Within the enforcement landscape, regional snapshots illustrate how the surge has translated into concrete numbers on the ground. In Connecticut, ICE made 405 arrests from January through July 2025, more than double the 173 arrests recorded in the same period in 2024. The majority of these arrests ended in removals to Latin American countries, including Ecuador, Guatemala, Mexico, Honduras, and the Dominican Republic. In Berks County, Pennsylvania, ICE has increased its activity so sharply that daily arrests have averaged 13 per day since January 20, 2025—a 249% rise from 2024. Advocates in Berks County report that the agency has intensified its presence in workplaces and neighborhoods with large Latino populations, a pattern that aligns with the broader national trend described in the reports.

Beyond the numbers, the human cost has become a central part of the discourse surrounding Arrestos de ICE a Latinos and arrestos en la calle. Activists and attorneys describe families and workers who find themselves suddenly confronted with enforcement actions in public spaces or at their places of employment. Juan Fonseca Tapia, an organizer with Greater Danbury United for Immigrants, spoke after ICE arrested 12–15 people near the Danbury Superior Courthouse in June:

“This past week we saw, we experienced, we felt, and we witnessed terror of state sponsored violence, intimidation, kidnapping for disappearances.”

The rhetorical weight of that statement reflects the fear and disruption that such street operations have introduced into communities that previously lived with a degree of routine but lawful presence in the country. The same case highlights a broader concern that arrests in visible public settings create a chilling effect, making daily life feel precarious for families who have long lived in the United States without criminal records or removal orders.

Advocacy groups point to the rhetoric and the numbers as indicators of a broader pattern of profiling. The Deportation Data Project emphasizes that ICE is arresting thousands of people in what the organization calls “non-specific” or “general” areas, often without prior contact with law enforcement.

“ICE is arresting thousands of people in random locations—what it calls ‘non-specific’ or ‘general’ areas—who had no prior contact with law enforcement: the telltale sign of illegal profiling,” the project notes.

Legal aid and immigrant rights organizations, including Aldea – the People’s Justice Center in Berks County, PA, report that their clients have observed aggressive enforcement tactics, although they caution that no one they represent has publicly stated they were detained at a workplace—yet the pattern of workplace visits remains a recurring motif in the narratives collected by advocates.

“We’ve had clients indicate that ICE has gone to their workplace … but we haven’t had anyone tell us that they were detained,” said Bridget Cambria, attorney for Aldea – the People’s Justice Center.
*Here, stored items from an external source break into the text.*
Issue #2355, opened 2020-02-07
Migrate Entity List


tn3rb:
The EntityList component is an abstraction for controlling the toggle between the grid view

![EDTR - event dates.png](https://images.zenhubusercontent.com/55c8c0f14f7a08fbb7f431cd/81ff7be2-d7c6-4a35-b06d-4816401ded41)

and the list view

![EDTR - event dates list.png](https://images.zenhubusercontent.com/55c8c0f14f7a08fbb7f431cd/4c45a803-9b0d-4e69-813b-b6c9417160c0)

as well as displaying an empty state notice ie: 'no results found'

- see: `assets\ZZZ\components\ui\entity-list`

- move to `assets\src\application\ui\layout\entityList`

- convert to TS

PR #2366, opened 2020-02-10
Moved EntityList and converted to TS; closes 2355.

nicolad:
- see: assets\ZZZ\components\ui\entity-list

- move to assets\src\application\ui\layout\entityList

- convert to TS

- closes https://github.com/eventespresso/event-espresso-core/issues/2355


assets/ZZZ/components/ui/entity-list/use-reorder-entities.js
```diff
@@ -1,113 +0,0 @@
-/**
```
nicolad: @tn3rb , not sure if we will need this file since we have this: https://github.com/eventespresso/event-espresso-core/blob/EDTR/master/assets/src/domain/shared/entities/datetimes/predicates/sorters/index.ts

assets/src/application/ui/layout/EntityList/index.tsx
```diff
@@ -0,0 +1,57 @@
...
+	view = 'grid',
+	noResultsText = '',
+	...otherProps
+}) => {
+	// verify array and remove undefined
+	const filteredEntities = Array.isArray(entities) ? without([undefined], entities) : [];
+
+	if (filteredEntities.length === 0) {
+		noResultsText = noResultsText !== '' ? noResultsText : __('no results found', 'event_espresso');
+		return <div className='ee-entity-list-no-results'>{noResultsText}</div>;
```
tn3rb: this could maybe use https://ant.design/components/empty/ although that would likely require the styles to be changed

nicolad: Updated: https://github.com/eventespresso/event-espresso-core/pull/2366/commits/dfe12e3f8bb818b1675c02d46a5c09e5e356b742

assets/ZZZ/components/ui/entity-list/use-reorder-entities.js
tn3rb: missed this comment during my first review...
ya if we can use shared predicates, then that would be preferred

assets/src/application/ui/display/EmptyState.tsx
```diff
@@ -2,31 +2,31 @@
...
 	return (
-		<>
+		<div className={className}>
 			<Empty
 				description={
 					<>
-						{title}
-						<span>{description}</span>
+						{title && __(title)}
+						<span>{__(description)}</span>
```
tn3rb: couple of points:

- I don't think you can run translations on variables like this (although I could be wrong), so let's just assume the incoming strings were translated at the source (which I think should be the case, otherwise it's a guessing game as to whether the receiving component has handled translations.)

- we should account for `description` being blank like you did with `title` no?

so this should be (imho) something like:

```js
{title ? title : '' }
{description ? <span>description</span> : '' }
```

I used ternarys because `{title && title}` just doesn't look right to me, but maybe it's ok?

assets/src/application/ui/display/EmptyState.tsx
```diff
@@ -2,31 +2,31 @@
...
 					</>
 				}
 				image={Empty.PRESENTED_IMAGE_SIMPLE}
 			/>
 
-			{children}
-		</>
+			{children && children}
```
tn3rb: ok I guess this IS ok...

how does this not just print that variable twice? or not at all?

like how come it will print the variable the second time it is encountered and not the first time?
I'm guessing this is just shorthand for a ternary right? Just not something I've ever seen documented anywhere so never fully grokked the underlying mechanics.

what would happen if you did `{children && children && children}` ???

not saying you need to change this but man... JS is crazy!!!

assets/src/application/ui/layout/EntityList/index.tsx
```diff
@@ -43,14 +43,15 @@ const EntityList = ({
 	const filteredEntities = Array.isArray(entities) ? without([undefined], entities) : [];
 
 	if (filteredEntities.length === 0) {
-		noResultsText = noResultsText !== '' ? noResultsText : __('no results found', 'event_espresso');
-		return <div className='ee-entity-list-no-results'>{noResultsText}</div>;
+		const description = noResultsText !== '' ? noResultsText : 'no results found';
```
tn3rb:
```suggestion
		const description = noResultsText !== '' ? noResultsText :  __('no results found')
```

assets/ZZZ/components/ui/entity-list/use-reorder-entities.js
nicolad: cool, it's has been deleted, wanted to double-check with you

assets/src/application/ui/display/EmptyState.tsx
nicolad: `{title && title}` is just short circuit evaluation I have often seen in react apps
updated: https://github.com/eventespresso/event-espresso-core/pull/2366/commits/85c7143fc0ec48d09b63c0b33da50cdd3161fbaf

assets/src/application/ui/display/EmptyState.tsx
nicolad: > how does this not just print that variable twice? or not at all?
cuz `{ undefined && smth }` is the same as `{ false && smth }` which won't return anything

nicolad: my understanding is that it's not a shorthand for ternary operator
this is from MDN:
image

*** 
it doesn't have direct link :(
https://developer.mozilla.org/en-US/docs/Web/JavaScript/Reference/Operators/Logical_Operators

nicolad: BTW, I wasn't aware of this part yet `if expr is a function call, the calling never takes place`

nicolad: last comment: before applying that logic there I had checked first things on antd side of things to make sure I am not goofing smth, so they have that prop optional:
https://github.com/ant-design/ant-design/blob/65eb713fe897f65bbf187e215c664e5f9b468252/components/empty/index.tsx#L22
***
and this is why they also applied that short-circuit eval as I did: https://github.com/ant-design/ant-design/blob/65eb713fe897f65bbf187e215c664e5f9b468252/components/empty/index.tsx#L68

assets/src/application/ui/layout/EntityList/index.tsx
nicolad: Updated: https://github.com/eventespresso/event-espresso-core/pull/2366/commits/f68c32c61e8943d20c0f09e7eb5b8bc389e27413

assets/src/application/ui/display/EmptyState.tsx
```diff
@@ -1,32 +1,28 @@
...
-
+const EmptyState = ({ className, children, description, title }: EmptyStateProps) => {
 	return (
-		<>
+		<div className={className}>
 			<Empty
 				description={
 					<>
-						{title}
+						{title && title}
```
manzoorwanijk: `{title && title}` is equivalent to just `{title}` if it's always going to be a either a valid React Node or (`null` | `undefined` | `false`). If you think it can be otherwise, then even `{title && title}` won't help because if `title` is a truthy value e.g. a function, it will cause an error.

package.json
```diff
@@ -102,6 +102,7 @@
 		"moment": "^2.24.0",
 		"moment-duration-format": "^2.3.2",
 		"moment-timezone": "^0.5.27",
+		"node-sass": "^4.13.1",
```
manzoorwanijk: I added that in my PR as well 😄

assets/src/application/ui/layout/entityList/EntityList/index.tsx
```diff
@@ -0,0 +1,59 @@
...
+
+import { Entity } from '@edtrServices/apollo/types';
+import EmptyState from '@appDisplay/EmptyState';
+import './style.scss';
+
+interface EntityListProps {
+	entities: Entity[];
+	EntityGridView: React.ReactNode;
+	EntityListView: React.ReactNode;
+	htmlClass: string;
```
manzoorwanijk: I think we should decide about following a standard whether we want to use `htmlClass` or `className` or `classNames`.

assets/src/application/ui/layout/entityList/EntityList/index.tsx
```diff
@@ -0,0 +1,59 @@
...
+	view: string;
```
manzoorwanijk: `view` can be a union (`'grid' | 'list'`) or an enum.

assets/src/domain/eventEditor/ui/datetimes/datesList/index.tsx
```diff
@@ -5,9 +5,9 @@ import AddNewDateButton from './AddNewDateButton';
 import List from './List';
 import useDatetimes from '../../../services/apollo/queries/datetimes/useDatetimes';
 import { useStatus, TypeName } from '../../../../../application/services/apollo/status';
-import EmptyState from '../../../../../application/ui/display/EmptyState';
-import ErrorIndicator from '../../../../../application/ui/display/ErrorIndicator';
-import LoadingIndicator from '../../../../../application/ui/display/LoadingIndicator';
+import EmptyState from '@appDisplay/EmptyState';
+import ErrorIndicator from '@appDisplay/ErrorIndicator';
+import LoadingIndicator from '@appDisplay/LoadingIndicator';
```
manzoorwanijk: These could be exported/imported via an index file

assets/src/application/ui/display/EmptyState.tsx
nicolad: > {title && title} is equivalent to just {title}

`title` type is optional string, it can be `undefined` or a string

assets/src/application/ui/layout/entityList/EntityList/index.tsx
nicolad: agree, let's loop back on this after we will have that decision consolidated

assets/src/domain/eventEditor/ui/datetimes/datesList/index.tsx
nicolad: Yup, good point: https://github.com/eventespresso/event-espresso-core/pull/2366/commits/bf55ed1b86eb54dedce0ed1d189d9c15ab7545f2

nicolad: the only thing I don't like is the `index` from `@appDisplay/index`, but not a biggie

assets/src/application/ui/layout/entityList/EntityList/index.tsx
nicolad: thx, done

assets/src/application/ui/layout/entityList/EntityList/index.tsx
tn3rb: just discussed in chat that we will switch to using `className` but those can all be fixed in a later PR where we go through and polish things at the end

assets/src/application/ui/display/EmptyState.tsx
tn3rb: > cuz { undefined && smth } is the same as { false && smth } which won't return anything

right.. i get that part, but my brain wants to think that `{ smth && smth }` would return `smth smth` resulting in a duplicate, but that's obviously not the case.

The numbers nationwide paint a stark picture. As of September 21, 2025, ICE detention statistics show 59,762 detainees nationwide, with 71.5% lacking any criminal conviction. That proportion of non-criminal detainees—despite many cases involving individuals with minor offenses such as traffic violations—has intensified debates about the proportion of arrests that are truly tied to public safety versus those driven by other considerations. Texas stands out as a focal point within this national pattern, reporting the highest number of detainees in fiscal year 2025—13,415—signaling a concentration of enforcement activity in states with large immigrant populations and a strong public profile in immigration politics.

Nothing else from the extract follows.